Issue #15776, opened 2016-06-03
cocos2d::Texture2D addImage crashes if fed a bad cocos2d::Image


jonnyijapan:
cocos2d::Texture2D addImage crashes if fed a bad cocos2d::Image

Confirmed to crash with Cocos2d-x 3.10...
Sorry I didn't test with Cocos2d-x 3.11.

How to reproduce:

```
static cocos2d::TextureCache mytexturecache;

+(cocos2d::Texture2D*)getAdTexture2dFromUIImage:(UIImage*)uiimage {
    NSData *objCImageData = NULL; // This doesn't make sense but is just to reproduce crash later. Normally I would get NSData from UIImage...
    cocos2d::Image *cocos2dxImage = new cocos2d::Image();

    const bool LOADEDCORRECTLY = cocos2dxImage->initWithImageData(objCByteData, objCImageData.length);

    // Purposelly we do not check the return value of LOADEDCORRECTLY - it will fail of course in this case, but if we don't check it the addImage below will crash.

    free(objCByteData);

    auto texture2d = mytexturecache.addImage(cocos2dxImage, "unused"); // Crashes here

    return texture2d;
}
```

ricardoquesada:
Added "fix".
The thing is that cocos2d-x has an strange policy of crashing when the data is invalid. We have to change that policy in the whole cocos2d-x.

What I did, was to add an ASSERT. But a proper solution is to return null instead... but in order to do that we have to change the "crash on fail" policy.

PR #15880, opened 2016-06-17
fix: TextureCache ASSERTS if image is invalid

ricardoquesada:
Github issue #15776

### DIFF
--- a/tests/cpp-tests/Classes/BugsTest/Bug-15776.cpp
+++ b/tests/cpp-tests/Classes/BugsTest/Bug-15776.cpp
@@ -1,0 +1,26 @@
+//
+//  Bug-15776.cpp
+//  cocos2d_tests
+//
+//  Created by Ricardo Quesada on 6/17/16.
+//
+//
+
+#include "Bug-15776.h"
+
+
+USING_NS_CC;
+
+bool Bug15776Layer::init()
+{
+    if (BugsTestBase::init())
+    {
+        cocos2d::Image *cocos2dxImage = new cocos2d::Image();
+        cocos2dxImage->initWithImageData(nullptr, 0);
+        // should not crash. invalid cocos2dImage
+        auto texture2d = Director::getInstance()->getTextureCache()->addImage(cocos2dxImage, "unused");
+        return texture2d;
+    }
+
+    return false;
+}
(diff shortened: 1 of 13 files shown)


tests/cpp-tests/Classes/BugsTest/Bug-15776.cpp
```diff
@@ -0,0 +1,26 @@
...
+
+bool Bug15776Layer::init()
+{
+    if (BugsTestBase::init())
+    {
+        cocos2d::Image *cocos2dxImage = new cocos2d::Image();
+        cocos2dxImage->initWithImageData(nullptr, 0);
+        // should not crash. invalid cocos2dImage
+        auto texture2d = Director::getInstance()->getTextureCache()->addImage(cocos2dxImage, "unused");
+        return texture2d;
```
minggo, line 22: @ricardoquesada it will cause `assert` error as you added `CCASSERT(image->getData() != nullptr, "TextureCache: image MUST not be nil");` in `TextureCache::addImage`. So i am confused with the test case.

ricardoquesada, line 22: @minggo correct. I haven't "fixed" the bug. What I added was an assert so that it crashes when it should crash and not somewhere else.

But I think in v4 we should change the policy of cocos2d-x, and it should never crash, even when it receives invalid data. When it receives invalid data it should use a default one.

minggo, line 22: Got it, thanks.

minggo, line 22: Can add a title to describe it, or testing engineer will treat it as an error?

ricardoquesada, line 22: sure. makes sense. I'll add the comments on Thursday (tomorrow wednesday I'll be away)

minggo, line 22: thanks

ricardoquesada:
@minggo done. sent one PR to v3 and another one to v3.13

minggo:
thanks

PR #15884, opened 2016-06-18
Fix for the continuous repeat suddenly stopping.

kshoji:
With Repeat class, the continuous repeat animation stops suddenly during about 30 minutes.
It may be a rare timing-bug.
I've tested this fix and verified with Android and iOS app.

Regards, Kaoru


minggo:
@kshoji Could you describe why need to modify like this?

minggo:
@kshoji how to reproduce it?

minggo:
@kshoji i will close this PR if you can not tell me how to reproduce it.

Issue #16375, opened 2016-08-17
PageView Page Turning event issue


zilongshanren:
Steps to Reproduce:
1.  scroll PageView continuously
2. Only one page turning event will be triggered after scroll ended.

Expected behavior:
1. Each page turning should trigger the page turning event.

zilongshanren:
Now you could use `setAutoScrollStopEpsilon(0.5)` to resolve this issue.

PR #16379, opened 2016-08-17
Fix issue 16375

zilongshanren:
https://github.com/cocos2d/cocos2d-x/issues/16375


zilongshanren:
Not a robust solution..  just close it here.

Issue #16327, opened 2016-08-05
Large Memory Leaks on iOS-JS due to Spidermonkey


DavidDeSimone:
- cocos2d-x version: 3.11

> _Task instructions_: The records above are to be transcribed exactly and completely.

> _Task output_:
Issue #15776, opened 2016-06-03
cocos2d::Texture2D addImage crashes if fed a bad cocos2d::Image


jonnyijapan:
cocos2d::Texture2D addImage crashes if fed a bad cocos2d::Image

Confirmed to crash with Cocos2d-x 3.10...
Sorry I didn't test with Cocos2d-x 3.11.

How to reproduce:

```
static cocos2d::TextureCache mytexturecache;

+(cocos2d::Texture2D*)getAdTexture2dFromUIImage:(UIImage*)uiimage {
    NSData *objCImageData = NULL; // This doesn't make sense but is just to reproduce crash later. Normally I would get NSData from UIImage...
    cocos2d::Image *cocos2dxImage = new cocos2d::Image();

    const bool LOADEDCORRECTLY = cocos2dxImage->initWithImageData(objCByteData, objCImageData.length);

    // Purposelly we do not check the return value of LOADEDCORRECTLY - it will fail of course in this case, but if we don't check it the addImage below will crash.

    free(objCByteData);

    auto texture2d = mytexturecache.addImage(cocos2dxImage, "unused"); // Crashes here

    return texture2d;
}
```

ricardoquesada:
Added "fix".
The thing is that cocos2d-x has an strange policy of crashing when the data is invalid. We have to change that policy in the whole cocos2d-x.

What I did, was to add an ASSERT. But a proper solution is to return null instead... but in order to do that we have to change the "crash on fail" policy.

PR #15880, opened 2016-06-17
fix: TextureCache ASSERTS if image is invalid

ricardoquesada:
Github issue #15776

### DIFF
--- a/tests/cpp-tests/Classes/BugsTest/Bug-15776.cpp
+++ b/tests/cpp-tests/Classes/BugsTest/Bug-15776.cpp
@@ -1,0 +1,26 @@
+//
+//  Bug-15776.cpp
+//  cocos2d_tests
+//
+//  Created by Ricardo Quesada on 6/17/16.
+//
+//
+
+#include "Bug-15776.h"
+
+
+USING_NS_CC;
+
+bool Bug15776Layer::init()
+{
+    if (BugsTestBase::init())
+    {
+        cocos2d::Image *cocos2dxImage = new cocos2d::Image();
+        cocos2dxImage->initWithImageData(nullptr, 0);
+        // should not crash. invalid cocos2dImage
+        auto texture2d = Director::getInstance()->getTextureCache()->addImage(cocos2dxImage, "unused");
+        return texture2d;
+    }
+
+    return false;
+}
(diff shortened: 1 of 13 files shown)


tests/cpp-tests/Classes/BugsTest/Bug-15776.cpp
```diff
@@ -0,0 +1,26 @@
...
+
+bool Bug15776Layer::init()
+{
+    if (BugsTestBase::init())
+    {
+        cocos2d::Image *cocos2dxImage = new cocos2d::Image();
+        cocos2dxImage->initWithImageData(nullptr, 0);
+        // should not crash. invalid cocos2dImage
+        auto texture2d = Director::getInstance()->getTextureCache()->addImage(cocos2dxImage, "unused");
+        return texture2d;
```
minggo, line 22: @ricardoquesada it will cause `assert` error as you added `CCASSERT(image->getData() != nullptr, "TextureCache: image MUST not be nil");` in `TextureCache::addImage`. So i am confused with the test case.

ricardoquesada, line 22: @minggo correct. I haven't "fixed" the bug. What I added was an assert so that it crashes when it should crash and not somewhere else.

But I think in v4 we should change the policy of cocos2d-x, and it should never crash, even when it receives invalid data. When it receives invalid data it should use a default one.

minggo, line 22: Got it, thanks.

minggo, line 22: Can add a title to describe it, or testing engineer will treat it as an error?

ricardoquesada, line 22: sure. makes sense. I'll add the comments on Thursday (tomorrow wednesday I'll be away)

minggo, line 22: thanks

ricardoquesada:
@minggo done. sent one PR to v3 and another one to v3.13

minggo:
thanks

PR #15884, opened 2016-06-18
Fix for the continuous repeat suddenly stopping.

kshoji:
With Repeat class, the continuous repeat animation stops suddenly during about 30 minutes.
It may be a rare timing-bug.
I've tested this fix and verified with Android and iOS app.

Regards, Kaoru


minggo:
@kshoji Could you describe why need to modify like this?

minggo:
@kshoji how to reproduce it?

minggo:
@kshoji i will close this PR if you can not tell me how to reproduce it.

Issue #16375, opened 2016-08-17
PageView Page Turning event issue


zilongshanren:
Steps to Reproduce:
1.  scroll PageView continuously
2. Only one page turning event will be triggered after scroll ended.

Expected behavior:
1. Each page turning should trigger the page turning event.

zilongshanren:
Now you could use `setAutoScrollStopEpsilon(0.5)` to resolve this issue.

PR #16379, opened 2016-08-17
Fix issue 16375

zilongshanren:
https://github.com/cocos2d/cocos2d-x/issues/16375


zilongshanren:
Not a robust solution..  just close it here.

Issue #16327, opened 2016-08-05
Large Memory Leaks on iOS-JS due to Spidermonkey


DavidDeSimone:
- cocos2d-x version: 3.11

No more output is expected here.